*What to work on*
Identify all lines in the data containing the string "template". Copy them out.

*Collected data entries*
PR #7722, opened 2024-09-18
PWGHF: Add finding leading particle in correlatorD0Hadrons for both McGen and McRec

1481014945:
Hello，experts.
Sorry for bothering you again.I would like to add functionality to find the leading particle in correlatorD0Hadrons for both McGen and McRec. Can you give me some suggestions?


fgrosa (approved):
Hi @1481014945, it looks good to me!

PR #7736, opened 2024-09-19
[STS] add converter

njacazio:
adds a converter to move to the new format from v1 and fixes the unpacking
@glromane @sofiatomassini @ercolessi


njacazio:
@victor-gonzalez ready to merge, this handles the conversion and a fix for the dynamic columns only

victor-gonzalez (approved):

PR #7738, opened 2024-09-19
[PWGDQ ]Adding exceptions to exit the init in unused process functions [PWGDQ-83]

lucamicheletti93:
@iarsene  
Addition of exceptions to exit the init in unused process functions. This should allow to reduce the memory usage for the various tasks.
If it works it will be extended to all the tasks.


alibuild (approved):

PR #7743, opened 2024-09-20
PWGHF/HFL:  Add 2Dhistogram and remove Thnsparce in electronselection Table

rashigupt:
remove some THnsparce and add 2Dhistogram  in electronselection Table


mfaggin:
Here a `rebase` is required before merging

PR #7784, opened 2024-09-24
[FT0] add bypass of FT0 in MC

njacazio:


njacazio:
tagging FT0 @afurs @andreasmolander

Common/TableProducer/ft0CorrectedTable.cxx
```diff
@@ -10,38 +10,86 @@
...
+    histos.add("t0C", "t0C", kTH1D, {{1000, -1, 1, "t0C (ns)"}});
+    histos.add("t0AC", "t0AC", kTH1D, {{1000, -1000, 1000, "t0AC (ns)"}});
+    histos.add("deltat0AC", "deltat0AC", kTH1D, {{1000, -10, 10, "#Deltat0AC (ns)"}});
+    if (doprocessWithBypassFT0timeInMC) {
+      histos.add("MC/deltat0A", "t0A", kTH1D, {{1000, -50, 50, "t0A (ps)"}});
+      histos.add("MC/deltat0C", "t0C", kTH1D, {{1000, -50, 50, "t0C (ps)"}});
+      histos.add("MC/deltat0AC", "t0AC", kTH1D, {{1000, -50, 50, "t0AC (ps)"}});
+    }
+  }
+  void process(aod::BCs const&) {}
```
afurs, line 74: Why it is empty? for which purpose we keep it?

afurs: I see that it is not registered by `PROCESS_SWITCH` macro, but maybe better just to remove it?

njacazio: That's on purpose, in case no process function is called the task doesn't do anything

afurs: > That's on purpose, in case no process function is called the task doesn't do anything

but there are always at least one task should be called, otherwise this executable should appear in `o2-` chain. Or is it to keep executable presence in chain but change functionality via json cfg?

njacazio: I removed the default case

afurs (approved):

ddobrigk (approved):

PR #7798, opened 2024-09-26
PWGJE: Custom DCA cuts for quality tracks

KotliarovAr:
Due to an issue with the phi distribution of high pT tacks, it was proposed to study tracks with relaxed conditions on the DCA. 
The updated code implements functionality to adjust DCA cuts for the quality tracks:
1) DcaZ cut is const and it can be tuned in JSON file
2) DcaXY cut has pT dependence of a track (taking here: https://github.com/AliceO2Group/O2Physics/blob/master/Common/Core/TrackSelectionDefaults.cxx#L37); Additional multiplication factor is introduced to relax this condition


KotliarovAr:
@fkrizek As an owner of the code, could you review it and give your consent?

KotliarovAr:
@nzardosh Could you approve the code?

nzardosh (approved):

PR #7800, opened 2024-09-26
PWGCF: Fixing configurables for efficiency 

zchochul:


victor-gonzalez:
Hi @zchochul, have you checked it locally?
If reordering configurables did work that means that, after reordering, other configurables will be affected although perhaps you don't see the effect now because you are using their default values

zchochul:
Hi @victor-gonzalez, you are right I will put configurables in the structures. Thank you!

alibuild (approved):

PR #7816, opened 2024-09-27
PWGLF: added flag for filling histograms and code for SP polarization

prottayCMT:


prottayCMT:
@BongHwi need your approval here as well.

PR #10716, opened 2025-04-01
[PWGUD] MC related error Solved

sdudi123:
The modification in SG Producer is done by adding the line 347 if(!collision.has_mcCollision()) return; to overcome the error "o2-analysis-ud-sgcand-producer, device shutting down. Reason: Accessing invalid index for mcCollision". It gives an error when there is no associated mc collision to a collision index.

### DIFF
--- a/PWGUD/TableProducer/SGCandProducer.cxx
+++ b/PWGUD/TableProducer/SGCandProducer.cxx
@@ -344,6 +344,8 @@ struct SGCandProducer {
                      aod::FT0s const& ft0s, aod::FDDs const& fdds)
   {
     // select specific processes with the GeneratorID
+    if (!collision.has_mcCollision())
+      return;
     auto mccol = collision.mcCollision();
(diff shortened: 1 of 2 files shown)


rolavick:
Hi @sdudi123 ,
thanks for introducing the fix of the bug. Please, add more detailed description of the error here in the PR, so it is trackable what issue has been solved.
@abylinkin @pbuehler , could you please check the modification of SG Producer is within the code intentions? Thank you.
Roman

sdudi123:
The modification in SG Producer is done by adding the line 347  if(!collision.has_mcCollision()) return;  to overcome the error "o2-analysis-ud-sgcand-producer, device shutting down. Reason: Accessing invalid index for mcCollision". It gives an error when there is no associated mc collision to a collision index.

pbuehler (approved):

rolavick (approved):

PR #10726, opened 2025-04-01
[PWGLF] PWGMM:Lumi

JosueMtzGar:
adding leading BC pattern and corrections for rate.


JosueMtzGar:
Hi Reviewers, 

I saw the log of errors message for the build on macOS but I didn't see any error in relation with my specific task. How can I fix this fails in the pull request process?

PR #10728, opened 2025-04-02
[PWGLF] enable DCA fitter

blacwovie:
enable DCA fitter


maciacco (approved):
please fix o2 linter errors in the next PR

PR #10733, opened 2025-04-02
[PWGDQ] Save the information of ambiguous pairs

yuanz-USTC:
Define histograms to save the information of mix event ambiguous pairs and also ambiguous pairs which are double counted for both same event and mix event.


PWGDQ/Tasks/tableReader_withAssoc.cxx
```diff
@@ -1178,6 +1179,8 @@ struct AnalysisSameEventPairing {
   std::map<int, std::vector<TString>> fMuonHistNames;
   std::map<int, std::vector<TString>> fTrackMuonHistNames;
   std::vector<AnalysisCompositeCut> fPairCuts;
+  std::vector<AnalysisCompositeCut> fTrackCuts;
```
iarsene, line 1182: Here you create a vector of composite cuts, but you actually just need the name of the cuts. So I suggest to make a vector of TString only.

PWGDQ/Tasks/tableReader_withAssoc.cxx
```diff
@@ -1229,6 +1233,9 @@ struct AnalysisSameEventPairing {
     TObjArray* objArrayTrackCuts = nullptr;
     if (!trackCutsStr.IsNull()) {
       objArrayTrackCuts = trackCutsStr.Tokenize(",");
+      for (int icut = 0; icut < objArrayTrackCuts->GetEntries(); ++icut) {
+        fTrackCuts.push_back(*dqcuts::GetCompositeCut(objArrayTrackCuts->At(icut)->GetName()));
+      }
```
iarsene, line 1238: If you get the vector of cuts at this point, then this would mix-up the track bits and corresponding histogram directories. The problem is that these are the track cuts specified in the same event pairing configurable. This is not guaranteed to be in the same order (or they don't even exist in the track-selection task) as the cuts actually defined in the track selection task. As you see later in the init and the run function, for the track bits, we rely on the order in which the user provided the cuts in the track-selection task, not in this task. So I think its probably enough to actually initialize this vector a bit lower in the init function, where we loop over the track cuts defined in the track-selection task and check if these where required in the same-event-pairing task.

iarsene (approved):

PR #10740, opened 2025-04-02
[PWGDQ] Added a few electron cuts for the filter pp

iarsene:


alibuild (approved):

PR #10746, opened 2025-04-03
[PWGCF] Add closure test

fuchuncui:
Add closure test
Optimize some code


victor-gonzalez (approved):
I would suggest following `linter` recommendations
They are really useful when something does not work as expected and the code needs to be reviewed

PR #10749, opened 2025-04-03
Add PID in MC process functions

cnkoster:


victor-gonzalez (approved):

victor-gonzalez:
Does the code compile locally?

cnkoster:
I fixed the problem (there was a "{" somewhere where it shouldn't) and now it builds locally. 
However, the build on macOS still seems to fail

victor-gonzalez (approved):

PR #10754, opened 2025-04-03
Fix -Wmissing-template-arg-list-after-template-kw

mpuccio:
I suspect that this might break the CI, as I don't think people put template keywords around out of whimsical creativity. But either this works, or we will have to disable that warning from the list of -Wall


dsekihat (approved):

dsekihat:
Thank you for checking this.

PR #12562, opened 2025-08-13
[DPG] new configs for nITScls, isGoodStaves etc.

altsybee:


alibuild (approved):

PR #12604, opened 2025-08-16
[PWGCF] DptDpt - Multiplicity observables correlations

victor-gonzalez:
Also
- configurables rationalization
- correlation between event selection triggers
- no active collision flags when not selected after trigger selection


alibuild (approved):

*Your response*
Fix -Wmissing-template-arg-list-after-template-kw
I suspect that this might break the CI, as I don't think people put template keywords around out of whimsical creativity. But either this works, or we will have to disable that warning from the list of -Wall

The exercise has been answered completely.